El expresivo plano del pino tumbado y muerto con las ramas retorcidas, el hórreo abandonado, simbolizan para mí el sentir del documental, una progresiva desaparición de lo ancestral, de las economías tradicionales, que amenaza y avisa de lo que puede ocurrir por esta prepotente o “imprescindible” invasión del desarrollo, qué dilema. Imágenes con tantos ecos de lo atávico, que también me transportan con ese árbol aliquebrado a Elem Klímov en su película “Adiós a Matiora”, que denuncia el progreso en detrimento de lo esencial.
En definitiva, un gran pensamiento que termina como empezó, dirigiendo la mirada a lo infinito, al cielo nocturno, lo incalculable, lo que perdurará y sigue generándose…

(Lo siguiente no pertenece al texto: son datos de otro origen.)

PR #807, opened 2026-01-17
Uppercase Claude Code tool names for Anthropic

joshp123:
### Human written description:
- Pi currently normalizes its built-in tools to avoid the dreaded `This credential is only authorized for use with Claude Code` error. 
- If the user defines a custom tool (e.g. "todowrite") that _collides_ with the existing claude code tool names, the same error will be produced, if the case of the tool name does not match those in the Claude Code harness.
- If the user defines a custom tool (e.g. "example") that does _not_ match the tool names in the Claude Code harness, no error will be thrown. 
- We fix this by adding a full set of all Claude Code tool names from their system prompt, and these are all normalized on round-trips to/from Anthropic, when present, on top of the existing built-in tool normalization. 
- Any casing should match, so `todowrite`, `TODOWRITE`, `tOdOwRiTe` etc, should all be correctly normalized. 
- This WILL break if CC adds new tool names in their system prompt that are not in this list, which collides with a user's custom tool definition. We assume that that is an acceptable risk, and thus do not add any defence against this (as it would be overkill). 

### LLM explanation:
**Where normalization happens (walkthrough)**
- OAuth gating: `streamAnthropic` calls `buildParams(...)` with `isOAuthToken` from `createClient` (`packages/ai/src/providers/anthropic.ts:176`, `packages/ai/src/providers/anthropic.ts:340`).
- Tool definitions: `buildParams` sets `params.tools = convertTools(...)` (`packages/ai/src/providers/anthropic.ts:394`, `packages/ai/src/providers/anthropic.ts:445`). `convertTools` uses `toClaudeCodeName` when `isOAuthToken` is true (`packages/ai/src/providers/anthropic.ts:621`, `packages/ai/src/providers/anthropic.ts:628`).
- Tool calls in history: `convertMessages` maps assistant `tool_use` blocks via `toClaudeCodeName` in OAuth mode (`packages/ai/src/providers/anthropic.ts:472`, `packages/ai/src/providers/anthropic.ts:555`).
- Tool calls coming back: streaming tool names from Anthropic are mapped back to your tool’s original casing via `fromClaudeCodeName` (case-insensitive match) (`packages/ai/src/providers/anthropic.ts:218`, `packages/ai/src/providers/anthropic.ts:79`).

**So for `todowrite`**
- Outbound tool definition + history tool_use → `toClaudeCodeName` → `TodoWrite`.
- Inbound tool_use from Anthropic → `fromClaudeCodeName` → matches your `todowrite` tool in `context.tools`.

Tests: `npm run check`

### DIFF
--- a/packages/ai/src/providers/anthropic.ts
+++ b/packages/ai/src/providers/anthropic.ts
@@ -31,7 +31,7 @@ import { transformMessages } from "./transform-messages.js";
 // Stealth mode: Mimic Claude Code's tool naming exactly
 const claudeCodeVersion = "2.1.2";
 
-// Map pi tool names to Claude Code's exact tool names
+// Map pi tool names to Claude Code 2.x tool names
 const piToolNames: Record<string, string> = {
 	read: "Read",
 	write: "Write",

A destacar la excelente fotografía, por la que se llevó un premio en el Festival internacional Documenta Madrid, con un tono constante grisáceo, con un mar y cielos plúmbeos, pero muy logrado y bello en la melancolía en que está embebido. Realizado en varios años, con idéntica paciencia que esos momentos que nos regala Alberto y en los que él mismo es testigo a tiempo real de la progresiva transformación de la sierra y que le inquieta. Desconozco si en algunos momentos él dejaba la cámara sola y se iba para no alterar el medio y luego acudía para sorprenderse en casa de lo rodado para escoger concienzudamente y con mimo lo que más se ajustaba a su pretensión, creando planos que, al ser tan expandidos, en realidad parece que te miran a ti y te interpelan poderosamente.
Creo que los gallegos tienen una mirada especial hacia la naturaleza, o así lo aprecio por las películas que he visto de realizadores nacidos allí.

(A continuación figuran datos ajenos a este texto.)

PR #809, opened 2026-01-17
doc: add link to termux port repo

VaclavSynacek:
Hello Mario, as a followup to #758 : the port is done, works at least on my phones, is published on npm. Adding the link to it.

PS: I hope pi can maintain the port themselves - I have tested with a few versions and the readme and attached ssh session to termux is generally enough for them to figure out the rebasing, testing, publishing, pushing in one session. So yep, this might actually work longterm, although cannot be fully automated unless i dedicate some always charged always connected phone to this.


badlogic:
Cool! I'm afraid I don't have time to maintain the port.

Issue #804, opened 2026-01-17
Feature request: Bash-style kill-ring hotkey Ctrl+Y


Perlence:
Virtually every prompt-based program, such as Bash, Zsh, or Python, provides the Ctrl+Y hotkey, which lets users insert previously deleted bunch of characters, e.g. a word or a line. It's a bit quirky, idiosyncratic, yet almost universal way to undo deletions and copy/paste text in a terminal.

Pi provides the Ctrl+W, Ctrl+K, and Ctrl+U hotkeys to delete words and lines. However, it lacks a corresponding hotkey to restore deleted text, which is unexpected and something I miss when editing a prompt.

To be fair, I implemented kill-ring with Pi in two prompts as an editor extension, which feels magical and is a testament to Pi's extensibility. However, I think that it should be a core feature. I'm willing to review, clean up, and contribute the feature, either as a core offering or as an example extension.

badlogic:
Sounds good, please send a PR.

kaofelix:
@Perlence thank you so much for this in advance! It came from Emacs originally AFAIK and predates modern clipboards and it's part of my muscle memory enough that I so often killed a prompt to cut it, only to press Ctrl+y again and cry that it was gone forever.

In an ideal world, we would use GNU readline for terminal input and get all these features for free. Python even comes with bindings out of the box, but I couldn't find one for node, unfortunately.

PR #810, opened 2026-01-17
feat(tui): Kill-ring and Alt+D

Perlence:
Here's the implementation of the feature we discussed in #804. While I was at it, I also added the "Delete word forwards" <kbd>Alt+D</kbd> hotkey as a little bonus 🙂


badlogic:
Cheers! I merged this manually and fixed up docs and a minor bug wrt history mode cancelation.

PR #811, opened 2026-01-17
fix(tui): stop slash skill completion from auto-submitting

ninlds:
### What was happening
Selecting a /skill from autocomplete was auto-submitting the message, so you couldn't add any context afterward.

### What this fixes
Now /skill completions work like @file mentions - they insert the text and let you keep typing instead of immediately sending. This lets you do things like `/skill <do X with Y>` without workarounds.

### The change
Removed the special case for /-prefixed completions in the autocomplete handler. All completions now just insert text and close the menu without auto-submitting.


badlogic:
No. Type `/skiwhat + TAB` then add your user mesage, then press enter. This would break behaviour of all slash commands to require and extra enter press.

Copio el poema que abre el documental, que cobra mucho sentido, en gallego y traducido:

Enviso son pra min mesmo
un niño infindo do que nada cai fora.
Eilí ven do xeito máis lene
unha cousa queda lonxe e perta
na que todo está e nada se nombra.

Uxío Novoneyra,Os Eidos”.

(Veo sólo para mí mismo
un nido infinito en el que nada cae fuera.
Allí viene de la forma más suave una cosa quieta lejana y cercana
en la que todo está y nada se nombra).